Output everything in the listing exactly, with no line missing.
SOURCE MATERIAL below:
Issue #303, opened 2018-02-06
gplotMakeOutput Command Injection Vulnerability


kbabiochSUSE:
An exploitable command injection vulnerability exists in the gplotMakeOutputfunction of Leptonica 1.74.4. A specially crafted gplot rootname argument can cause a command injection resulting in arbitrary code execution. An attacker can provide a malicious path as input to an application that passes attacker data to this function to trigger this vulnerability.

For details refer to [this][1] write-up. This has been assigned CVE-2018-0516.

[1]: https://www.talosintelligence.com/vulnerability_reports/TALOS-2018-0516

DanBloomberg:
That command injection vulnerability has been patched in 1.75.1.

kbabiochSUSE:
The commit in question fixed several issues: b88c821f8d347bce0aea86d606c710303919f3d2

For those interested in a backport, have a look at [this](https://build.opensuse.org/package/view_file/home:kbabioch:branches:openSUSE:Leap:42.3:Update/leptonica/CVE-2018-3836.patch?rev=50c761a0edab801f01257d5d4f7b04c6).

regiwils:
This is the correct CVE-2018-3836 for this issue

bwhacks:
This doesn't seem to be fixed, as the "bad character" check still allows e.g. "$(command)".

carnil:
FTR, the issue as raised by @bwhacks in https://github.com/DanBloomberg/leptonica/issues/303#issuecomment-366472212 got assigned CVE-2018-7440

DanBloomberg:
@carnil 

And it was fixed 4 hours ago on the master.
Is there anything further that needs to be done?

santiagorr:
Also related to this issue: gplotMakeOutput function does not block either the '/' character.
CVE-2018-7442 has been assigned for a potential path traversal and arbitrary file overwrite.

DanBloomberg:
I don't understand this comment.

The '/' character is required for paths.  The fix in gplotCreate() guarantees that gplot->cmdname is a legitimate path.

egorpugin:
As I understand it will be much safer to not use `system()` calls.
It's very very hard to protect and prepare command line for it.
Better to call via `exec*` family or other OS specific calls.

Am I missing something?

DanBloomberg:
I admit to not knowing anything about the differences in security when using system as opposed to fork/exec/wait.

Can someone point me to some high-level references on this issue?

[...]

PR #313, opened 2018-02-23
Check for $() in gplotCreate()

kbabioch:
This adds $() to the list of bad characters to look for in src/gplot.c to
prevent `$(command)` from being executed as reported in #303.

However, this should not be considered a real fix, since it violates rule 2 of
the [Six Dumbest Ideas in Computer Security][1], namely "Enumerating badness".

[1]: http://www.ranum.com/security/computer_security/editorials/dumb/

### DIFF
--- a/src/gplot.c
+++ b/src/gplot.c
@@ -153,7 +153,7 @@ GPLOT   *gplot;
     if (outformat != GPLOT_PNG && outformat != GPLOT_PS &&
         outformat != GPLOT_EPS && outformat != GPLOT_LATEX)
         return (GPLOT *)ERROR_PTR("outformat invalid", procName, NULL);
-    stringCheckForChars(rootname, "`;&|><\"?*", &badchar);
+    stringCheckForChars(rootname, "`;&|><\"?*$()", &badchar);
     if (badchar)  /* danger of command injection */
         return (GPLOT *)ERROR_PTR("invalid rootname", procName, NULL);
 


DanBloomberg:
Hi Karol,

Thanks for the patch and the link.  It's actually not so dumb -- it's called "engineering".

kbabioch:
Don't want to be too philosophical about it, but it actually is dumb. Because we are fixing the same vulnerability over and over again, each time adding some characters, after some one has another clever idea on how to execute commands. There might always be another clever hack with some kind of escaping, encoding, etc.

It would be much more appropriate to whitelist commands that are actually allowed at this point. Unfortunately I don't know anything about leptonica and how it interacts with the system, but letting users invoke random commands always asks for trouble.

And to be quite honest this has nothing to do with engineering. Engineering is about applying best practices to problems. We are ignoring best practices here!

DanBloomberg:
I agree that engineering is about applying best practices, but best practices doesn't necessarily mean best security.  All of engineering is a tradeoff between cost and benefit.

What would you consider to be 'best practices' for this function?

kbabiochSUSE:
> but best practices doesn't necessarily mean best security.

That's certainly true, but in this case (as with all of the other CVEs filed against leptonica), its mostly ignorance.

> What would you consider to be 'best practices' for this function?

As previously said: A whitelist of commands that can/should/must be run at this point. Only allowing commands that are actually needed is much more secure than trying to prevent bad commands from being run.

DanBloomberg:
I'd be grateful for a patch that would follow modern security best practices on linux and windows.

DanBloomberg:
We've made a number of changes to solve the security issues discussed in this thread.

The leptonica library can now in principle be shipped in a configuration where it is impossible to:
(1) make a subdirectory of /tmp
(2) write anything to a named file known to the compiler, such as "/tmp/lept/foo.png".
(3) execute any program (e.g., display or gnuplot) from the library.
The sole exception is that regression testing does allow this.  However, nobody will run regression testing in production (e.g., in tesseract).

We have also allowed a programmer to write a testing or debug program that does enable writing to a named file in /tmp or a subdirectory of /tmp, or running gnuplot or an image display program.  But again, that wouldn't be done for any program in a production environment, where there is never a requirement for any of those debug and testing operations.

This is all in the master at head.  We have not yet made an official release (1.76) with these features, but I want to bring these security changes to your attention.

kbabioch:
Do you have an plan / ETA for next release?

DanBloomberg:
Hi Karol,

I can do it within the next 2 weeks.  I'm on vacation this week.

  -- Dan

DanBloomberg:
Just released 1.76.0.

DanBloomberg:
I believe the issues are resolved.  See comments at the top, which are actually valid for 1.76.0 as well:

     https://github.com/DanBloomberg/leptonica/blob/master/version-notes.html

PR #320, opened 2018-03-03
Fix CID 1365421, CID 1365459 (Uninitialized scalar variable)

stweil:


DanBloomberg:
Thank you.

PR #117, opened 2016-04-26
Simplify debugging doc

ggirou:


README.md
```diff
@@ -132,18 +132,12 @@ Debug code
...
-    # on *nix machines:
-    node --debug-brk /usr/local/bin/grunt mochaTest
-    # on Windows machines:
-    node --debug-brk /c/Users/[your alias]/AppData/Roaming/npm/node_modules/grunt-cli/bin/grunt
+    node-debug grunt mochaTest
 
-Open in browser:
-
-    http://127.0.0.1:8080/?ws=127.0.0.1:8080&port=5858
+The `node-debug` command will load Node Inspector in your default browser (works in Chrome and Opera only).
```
End of SOURCE MATERIAL.
_SOLUTION TO THIS TASK_
Issue #303, opened 2018-02-06
gplotMakeOutput Command Injection Vulnerability


kbabiochSUSE:
An exploitable command injection vulnerability exists in the gplotMakeOutputfunction of Leptonica 1.74.4. A specially crafted gplot rootname argument can cause a command injection resulting in arbitrary code execution. An attacker can provide a malicious path as input to an application that passes attacker data to this function to trigger this vulnerability.

For details refer to [this][1] write-up. This has been assigned CVE-2018-0516.

[1]: https://www.talosintelligence.com/vulnerability_reports/TALOS-2018-0516

DanBloomberg:
That command injection vulnerability has been patched in 1.75.1.

kbabiochSUSE:
The commit in question fixed several issues: b88c821f8d347bce0aea86d606c710303919f3d2

For those interested in a backport, have a look at [this](https://build.opensuse.org/package/view_file/home:kbabioch:branches:openSUSE:Leap:42.3:Update/leptonica/CVE-2018-3836.patch?rev=50c761a0edab801f01257d5d4f7b04c6).

regiwils:
This is the correct CVE-2018-3836 for this issue

bwhacks:
This doesn't seem to be fixed, as the "bad character" check still allows e.g. "$(command)".

carnil:
FTR, the issue as raised by @bwhacks in https://github.com/DanBloomberg/leptonica/issues/303#issuecomment-366472212 got assigned CVE-2018-7440

DanBloomberg:
@carnil 

And it was fixed 4 hours ago on the master.
Is there anything further that needs to be done?

santiagorr:
Also related to this issue: gplotMakeOutput function does not block either the '/' character.
CVE-2018-7442 has been assigned for a potential path traversal and arbitrary file overwrite.

DanBloomberg:
I don't understand this comment.

The '/' character is required for paths.  The fix in gplotCreate() guarantees that gplot->cmdname is a legitimate path.

egorpugin:
As I understand it will be much safer to not use `system()` calls.
It's very very hard to protect and prepare command line for it.
Better to call via `exec*` family or other OS specific calls.

Am I missing something?

DanBloomberg:
I admit to not knowing anything about the differences in security when using system as opposed to fork/exec/wait.

Can someone point me to some high-level references on this issue?

[...]

PR #313, opened 2018-02-23
Check for $() in gplotCreate()

kbabioch:
This adds $() to the list of bad characters to look for in src/gplot.c to
prevent `$(command)` from being executed as reported in #303.

However, this should not be considered a real fix, since it violates rule 2 of
the [Six Dumbest Ideas in Computer Security][1], namely "Enumerating badness".

[1]: http://www.ranum.com/security/computer_security/editorials/dumb/

### DIFF
--- a/src/gplot.c
+++ b/src/gplot.c
@@ -153,7 +153,7 @@ GPLOT   *gplot;
     if (outformat != GPLOT_PNG && outformat != GPLOT_PS &&
         outformat != GPLOT_EPS && outformat != GPLOT_LATEX)
         return (GPLOT *)ERROR_PTR("outformat invalid", procName, NULL);
-    stringCheckForChars(rootname, "`;&|><\"?*", &badchar);
+    stringCheckForChars(rootname, "`;&|><\"?*$()", &badchar);
     if (badchar)  /* danger of command injection */
         return (GPLOT *)ERROR_PTR("invalid rootname", procName, NULL);
 


DanBloomberg:
Hi Karol,

Thanks for the patch and the link.  It's actually not so dumb -- it's called "engineering".

kbabioch:
Don't want to be too philosophical about it, but it actually is dumb. Because we are fixing the same vulnerability over and over again, each time adding some characters, after some one has another clever idea on how to execute commands. There might always be another clever hack with some kind of escaping, encoding, etc.

It would be much more appropriate to whitelist commands that are actually allowed at this point. Unfortunately I don't know anything about leptonica and how it interacts with the system, but letting users invoke random commands always asks for trouble.

And to be quite honest this has nothing to do with engineering. Engineering is about applying best practices to problems. We are ignoring best practices here!

DanBloomberg:
I agree that engineering is about applying best practices, but best practices doesn't necessarily mean best security.  All of engineering is a tradeoff between cost and benefit.

What would you consider to be 'best practices' for this function?

kbabiochSUSE:
> but best practices doesn't necessarily mean best security.

That's certainly true, but in this case (as with all of the other CVEs filed against leptonica), its mostly ignorance.

> What would you consider to be 'best practices' for this function?

As previously said: A whitelist of commands that can/should/must be run at this point. Only allowing commands that are actually needed is much more secure than trying to prevent bad commands from being run.

DanBloomberg:
I'd be grateful for a patch that would follow modern security best practices on linux and windows.

DanBloomberg:
We've made a number of changes to solve the security issues discussed in this thread.

The leptonica library can now in principle be shipped in a configuration where it is impossible to:
(1) make a subdirectory of /tmp
(2) write anything to a named file known to the compiler, such as "/tmp/lept/foo.png".
(3) execute any program (e.g., display or gnuplot) from the library.
The sole exception is that regression testing does allow this.  However, nobody will run regression testing in production (e.g., in tesseract).

We have also allowed a programmer to write a testing or debug program that does enable writing to a named file in /tmp or a subdirectory of /tmp, or running gnuplot or an image display program.  But again, that wouldn't be done for any program in a production environment, where there is never a requirement for any of those debug and testing operations.

This is all in the master at head.  We have not yet made an official release (1.76) with these features, but I want to bring these security changes to your attention.

kbabioch:
Do you have an plan / ETA for next release?

DanBloomberg:
Hi Karol,

I can do it within the next 2 weeks.  I'm on vacation this week.

  -- Dan

DanBloomberg:
Just released 1.76.0.

DanBloomberg:
I believe the issues are resolved.  See comments at the top, which are actually valid for 1.76.0 as well:

     https://github.com/DanBloomberg/leptonica/blob/master/version-notes.html

PR #320, opened 2018-03-03
Fix CID 1365421, CID 1365459 (Uninitialized scalar variable)

stweil:


DanBloomberg:
Thank you.

PR #117, opened 2016-04-26
Simplify debugging doc

ggirou:


README.md
```diff
@@ -132,18 +132,12 @@ Debug code
...
-    # on *nix machines:
-    node --debug-brk /usr/local/bin/grunt mochaTest
-    # on Windows machines:
-    node --debug-brk /c/Users/[your alias]/AppData/Roaming/npm/node_modules/grunt-cli/bin/grunt
+    node-debug grunt mochaTest
 
-Open in browser:
-
-    http://127.0.0.1:8080/?ws=127.0.0.1:8080&port=5858
+The `node-debug` command will load Node Inspector in your default browser (works in Chrome and Opera only).
```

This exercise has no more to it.